The challenge for legislators Shelton and Moore is whether they fully appreciate their responsibilities as public officials when it comes to discussing such volatile issues as the Bunkerville standoff and the takeover of an Oregon federal wildlife refuge in January that resulted in the shooting death of reactionary Arizona rancher Robert LaVoy Finicum. The politicians also were on hand in the final days of the Oregon standoff.
Here are two excerpts from their Thursday pronouncements:
“A man was murdered as well, Mr. Finicum, at the hands of the FBI, the Oregon State Police, and others,” said Moore, who often mentions his military service. “Contractors out of Idaho Falls, Blackstone I believe. It’s time that the federal government wakes up, responds to the needs of the people instead of overrunning our citizens. I did not fight in combat so that my government can murder citizens, treat us like dogs, and run us like cattle into jail, holding us in cages, like animals.
“… Our political prisoners must be freed. They are being held unconstitutionally.”
Shelton said, “God is on our side. This country was founded on God’s principles. And we have innocent until proven guilty. And we have to remember that. We have prisoners, in jail right now who are innocent and they’re being held without bond.”
Shelton, who often mentions God and prayer in her public speeches, said she’s heard stories of cruelty toward the defendants, including them being “chained to a wall for hours” and being denied phone access.
“You have rapists and murderers being treated better than our political prisoners,” Shelton said. “And for what? For standing up for liberties and our freedoms. And we need to stand behind them.”
The voices of protest in the Bundy case figure to remain strong, at least as long as that megaphone holds out.
HOOP HYPE: Look no further than this week’s Mountain West basketball tournament for a sign of how Las Vegas can benefit from sporting events even without its own professional franchise.
Take The Mirage, for instance. This week it looks a lot like the rooting section for the University of New Mexico. The Lobos’ boosters are headquartered there, and there’s even a Lobo Lounge near the sports book. There are pep rallies, giveaways, and drink specials.
More than 160,000 fans are expected to converge on the Mountain West, WCC, and Pac-12 tournaments, including diehards and repeats with 23,000 or so coming from outside Southern Nevada, Las Vegas Convention and Visitors Authority Senior Director of Communications Jeremy Handel says. That translates into approximately $22 million in direct spending with a total economic impact of $36 million.

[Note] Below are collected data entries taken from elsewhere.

PR #482, opened 2020-09-11
Add template for new API function entries

solugebefola:
Adds a template file for standard API entries to ensure consistency.

### DIFF
--- a/api/api-template.md
+++ b/api/api-template.md
@@ -1,0 +1,57 @@
+<!-- REMOVE ALL COMMENTS AFTER FILLING OUT TEMPLATE-->
+<!-- Add your function name in the headline below with an accompanying anchor name.  The anchor should be the same as the function name-->
+## function_name() [](function_name) 
+
+<!-- 
+Include a description of the function here.  It should succinctly describe what the function does and any important considerations with regards to function usage.  Include a link to the relevant section in Using TimescaleDB if one exists.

That’s just the college hoops. Once the NCAA Tournament cranks up, Las Vegas reminds the gambling world that it’s a sports betting mecca.
ON THE BOULEVARD: If someone hands you a leaflet on the Boulevard, it’s likely to be a card advertising outcall “girls to your room” or “exotic entertainment.” On Thursday, at least one protestor at the courthouse was issuing a copy of something called “The Constitution of the United States.” … Former Assemblyman Pat Hickey, the Republican conservatives love to hate, on Wednesday filed to retain his seat on the State Board of Education, a position to which he was appointed by Gov. Brian Sandoval in October.